• [Task details]: Lines from the one containing "I've gone and" to the end of the entries below must be reproduced exactly, with both end lines kept and no other line added.

• [Saved data entries]:
PR #1240, opened 2023-05-31
[WEB-2395] Add GA4 page view and sign up redirect tracking

clintonium-119:
[WEB-2395]

Related PRs:
 - https://github.com/tidepool-org/development/pull/230
 - https://github.com/tidepool-org/tools/pull/97

[WEB-2395]: https://tidepool.atlassian.net/browse/WEB-2395?atlOrigin=eyJpIjoiNWRkNTljNzYxNjVmNDY3MDlhMDU5Y2ZhYzA5YTRkZjUiLCJwIjoiZ2l0aHViLWNvbS1KU1cifQ

### DIFF
--- a/app/routes.js
+++ b/app/routes.js
@@ -1,6 +1,5 @@
 import _ from 'lodash';
 import React from 'react';
-import ReactGA from 'react-ga4';
 import async from 'async';
 import { Route, Switch, Redirect } from 'react-router-dom';
 import { push } from 'connected-react-router';
@@ -327,21 +326,6 @@ export const getRoutes = (appContext) => {
   return (
     <Route path='/' {...props} render={routeProps => (
       <AppComponent {...routeProps} {...props}>
-        <Route
-          path="/"
-          render={({ location }) => {
-            if (ReactGA.isInitialized) {
-              ReactGA.send({
-                hitType: 'pageview',
-                page: location?.pathname + location?.search + location?.hash,
-                'page_search': location.search,
-                'page_hash': location.hash,
-              });
-            }
-            return null;
-          }}
-        />
-
         <Switch>
           <Route exact path='/' render={routeProps => (<Gate onEnter={boundRequireNoAuth} key={routeProps.match.path}><Login {...routeProps} {...props} /></Gate>)} />
           <Route path='/login' render={routeProps => (<Gate onEnter={boundRequireNoAuth} key={routeProps.match.path}><Login {...routeProps} {...props} /></Gate>)} />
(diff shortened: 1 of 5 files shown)


app/pages/signup/signup.js
```diff
@@ -168,6 +169,14 @@ export let Signup = translate()(class extends React.Component {
...
       }
       keycloak.register(options);
+
+      if (ReactGA.isInitialized) {
+        ReactGA.event({
+          category: 'redirect',
+          action: 'Keycloak Sign Up',
+          label: inviteEmail ? 'Has inviteEmail' : 'No inviteEmail',
+        });
+      }
```
krystophv, line 179: The `keycloak.register()` call above this is ultimately a redirect, so I'm concerned that this will end up being a race condition as to whether or not this event gets sent properly. Given the async nature of _both_ of the calls, it might not help a ton, but could be worth moving this above the `keycloak.register()`

app/routes.js
```diff
@@ -326,6 +327,21 @@ export const getRoutes = (appContext) => {
...
+              ReactGA.send({
+                hitType: 'pageview',
+                page: location?.pathname + location?.search + location?.hash,
+                'page_search': location.search,
+                'page_hash': location.hash,
+              });
+            }
+            return null;
+          }}
+        />
```
krystophv, line 343: While I do like the concept of tracking the page views at the route level, I'm not a huge fan of having a `/` level `Route` that's doing duty as a makeshift middleware and always returns `null`. I think that using the `useLocation` hook in the `AppComponent` might be a cleaner/more idiomatic way to go: https://v5.reactrouter.com/web/api/Hooks/uselocation

krystophv (changes requested):
I've got a couple small concerns. Lemme know if you disagree or if I've missed something.

app/routes.js
clintonium-119: I could also use the `withRouter` HOC, combined with `history.listen` directly in app.js.  Something like: https://stackoverflow.com/a/45373907

clintonium-119: I think I may have played around with this approach as well (I think I had access to the history within the location prop, IIRC) and had it working with the component lifecycle methods, but had opted for the vanity route method (had found a couple examples of doing that online, but I get the distaste for a 'fake' route, though it seemed like having the logic within the routing section was a nice location)

clintonium-119:
@krystophv I've gone and moved the GA init and pageview logic to a wrapper component.  I think it's better than the vanity route we were going to settle with.  Requesting re-review

krystophv (approved):
LGTM 💯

• [Exercise output]:
@krystophv I've gone and moved the GA init and pageview logic to a wrapper component.  I think it's better than the vanity route we were going to settle with.  Requesting re-review

krystophv (approved):
LGTM 💯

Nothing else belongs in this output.